Primary Index


#1

What is the relationship between Primary Index and Keys? Are digest store on SSD?


#2

The primary index keeps metadata about those records which are stored on the Aerospike cluster node. Each record’s metadata takes exactly 64B of DRAM in the primary index. A node only indexes its own records. What it knows about the other nodes is just the partition map - which node it needs to talk to for a given record, based on the record’s digest.

There’s some ambiguity and overlap in the way the ‘key’ concept is used. In a Key-Value store, an object (AKA row, AKA record) has a unique identifier, a key. This unique identifier allows for CRUD operations to be executed against one and only object. This is the same thing as finding the row of a specified table in an RDBMS by its primary key. Aerospike isn’t a relational database, but it is a row-oriented database, just as an RDBMS with a relational (OLTP) schema.

Specifically to Aerospike, a record (a single unique object) is identified by the 3-tuple (namespace, set, the key in your application). This is just like (database, table, PK) in an RDBMS. I’m aware that “the key in your application” is confusingly nested. You can think of it as “unique identifier in your application” instead. For example (‘user-profiles’, ‘eu-users’, ‘d2a1ab47-4e4f-4f9f-88ea-ee0e2006fad1’) can be the 3-tuple identifying a specific user object. The Aerospike client will hash (‘eu-users’, ‘d2a1ab47-4e4f-4f9f-88ea-ee0e2006fad1’) through RIPEMD-160, and use the resulting 20B digest as the actual unique identifier for the record. The record is consistently hashed to the same partition, as 12 bits of its 20B digest are used to determine the partition ID (one of 4096 partitions per-namespace).
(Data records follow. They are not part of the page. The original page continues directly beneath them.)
PR #1432, opened 2022-06-11
Revised installer configuration to enable desktop icon and file associations

### LINKED ISSUE #1135: Get file associations working correctly on packaged installers
Right now, file association does not seem to work correctly in the packaged installers.  It is unclear what the problem is right now.

This would be a good thing to get working before the final release, if possible.

JoePfeiffer:
The major change is it turns out you need to do the file installation before trying to create the integrations.

Installers to test in https://drive.google.com/drive/folders/1xaUZXnl9q6CDG-CbkqIQqpFrBz63Gw2k?usp=sharing

Fixes #1135

### DIFF
--- a/install4j/22.xx/openrocket-22.xx.install4j
+++ b/install4j/22.xx/openrocket-22.xx.install4j
@@ -1,6 +1,6 @@
 <?xml version="1.0" encoding="UTF-8"?>
 <install4j version="9.0.6" transformSequenceNumber="9">
-  <directoryPresets config="./macOS_resources" />
+  <directoryPresets config="../../core/resources-src/pix/icon" />
   <application name="OpenRocket 22.02.beta.03" applicationId="8434-9327-1469-6373" mediaDir="media" shortName="OpenRocket" publisher="OpenRocket" publisherWeb="http://openrocket.info" version="22.02.beta.03" allPathsRelative="true" macVolumeId="5f58a2be20d8e22f" javaMinVersion="11" javaMaxVersion="11" jdkMode="jdk" jdkName="JDK 11.0">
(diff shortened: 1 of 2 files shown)


neilweinstock:
On the Mac it still does not work properly.  I believe behavior is unchanged: double-clicking an ORK file in the Finder will activate OR, but it will not open the file.

So my interpretation is that the file type is correctly associated in the OS, but the OR code is not properly handling whatever sort of message the OS is sending it to open the file.

hcraigmiller:
Worked perfect on windows, desktop icon, file associations, all good.

neilweinstock:
That said... if file associations work correctly only on Windows that would still be a useful improvement for beta 4.  Mac can be fixed later.

neilweinstock:
https://docs.oracle.com/javase/tutorial/deployment/selfContainedApps/fileassociation.html

JoePfeiffer:
They're also working on linux.  Thanks for the link; I'll see if I can use that to get things working on MacOS.  Naturally, that's the only one I can't test on!

neilweinstock:
Here for ya. :)

JoePfeiffer:
Is it successfully creating a desktop icon for MacOS, even if the file association isn't working?

Briefly looking at that web page, it looks like somebody else's conclusion that it'll take some changes in OR itself and a different main method to get associations working.

neilweinstock:
I don't see a desktop icon, but that's not a thing for the Mac so I wouldn't expect it.  I am seeing proper OR icons in the Finder for the .ork files, so that's good.  I think the only remaining issue is the need for the special code in the main method.

PR #1436, opened 2022-06-12
Feature Request 1373 - Adds a warning when there is no recovery device for a simulation

ptsongalis:


core/src/net/sf/openrocket/rocketcomponent/FlightConfiguration.java
```diff
@@ -547,7 +547,25 @@ public void update(){
 		updateMotors();
 		updateActiveInstances();
 	}
-	
+
+	/**
```
SiboVG, line 551: To make this more general, I would put the `hasRecoveryDevice()` method inside `core/src/net/sf/openrocket/rocketcomponent/RocketComponent.java` after line 2030. A Rocket is a RocketComponent, so the rocket would automatically have the `hasRecoveryDevice()` method as well. But having it inside RocketComponent.java gives us the opportunity to use it for other future purposes.

I would also use the rocket iterator. So put this inside `RocketComponent.java`:
```Java
/**
 * Return true if any of this component's children are a RecoveryDevice
 */
public boolean hasRecoveryDevice() {
  Iterator<RocketComponent> iterator = this.iterator();
  while (iterator.hasNext()) {
    RocketComponent child = iterator.next();
    if (child instanceof RecoveryDevice) {
      return true;
    }
  }
  return false;
}
```

And then inside `FlightConfiguration.java`:
```Java
/**
 * Return true if rocket has a RecoveryDevice
 */
public boolean hasRecoveryDevice() {
  checkState();
  if (fcid.hasError()) {
    return false;
  }

  return this.getRocket().hasRecoveryDevice();
}
```

(the checkState stuff is just some condition checking of the rocket that I copied from `hasMotors()`)

SiboVG (changes requested):

core/src/net/sf/openrocket/rocketcomponent/FlightConfiguration.java
ptsongalis: Gotcha! Looks like checkState() is not defined in FlightConfiguration, should I not be including that?

SiboVG: Yeah sorry my bad, looked at a wrong piece of code, you can just ignore the `checkstate()` in that case

SiboVG (approved):

SiboVG (approved):

SiboVG:
LGTM, thanks for the changes!

PR #1438, opened 2022-06-13
Improve double to string rounding code

SiboVG:
The previous code was just a bit odd and non-standard + variable (and probably inefficient). Decided to replace it with standard Java functions instead (+ some other custom formatting methods). This may also improve the [inefficiency noted by @Sparrowhawk120](https://github.com/openrocket/openrocket/pull/1427#issuecomment-1153324209).

What changed concretely:

- When no exponential notation is needed, this PR changes nothing, you still get the same results, albeith written more efficiently (hopefully)
- When exponential notation is needed, the outcome will be exponential if the value is < 0.001 or ≥ 10000. The previous code was quite variable in this, sometimes switching between decimal notation and exponential based on the length of the result or some other factors. I prefer going for "You know what you will get".

### DIFF
--- a/core/src/net/sf/openrocket/util/TextUtil.java
+++ b/core/src/net/sf/openrocket/util/TextUtil.java
@@ -2,10 +2,12 @@ package net.sf.openrocket.util;
 
 import java.nio.ByteBuffer;
 import java.nio.charset.StandardCharsets;
+import java.text.DecimalFormat;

So, given the (namespace, set, object identifier in the application) the client will get the digest, find the partition ID from it, then look up which node it needs to talk to using the partition map. The operation goes to the right node, which looks up the record’s metadata in the primary key. At this point it knows precisely where to get the object from. This can be from memory, or a specific device, block ID on that device, and byte offset within that block.


#3

Does it mean that primary index consists of Key, index metadata, and digest?


#4

The primary index always lives in memory, regardless of where the namespace stores its data. Each record has an index entry in the primary index, which costs 64B of DRAM. Of that 64B, 20B are for the digest, and the other bits and bytes are used for other metadata, such as expiration (void) time, generation, last update time, storage information (pointer, etc).


#5

Ok, the primary index which always lives in memory does not contain primary key (key). It consists of metadata and digest. Am I right?


#6

That’s right. By default Aerospike only stores the digest. There’s a write policy for all the clients which can tell the server to store the key (in your application). It gets stored with the rest of the record’s data, not in the primary index. Since the key can be large (UUIDs are 36 bytes, for example) the default behavior is not to send/store the key.


#7

Thanku rbotzer, it is very much clear that primary index does not store keys, it only stores digest. Does digest is also stored on SSD along with data?


#8

You’re welcome. Yes, the 64B in the primary index entry is also stored on SSD, along with the record data. This is needed for rebuilding the primary index on cold restart.

See the capacity planning guide for more information about storage and memory consumption.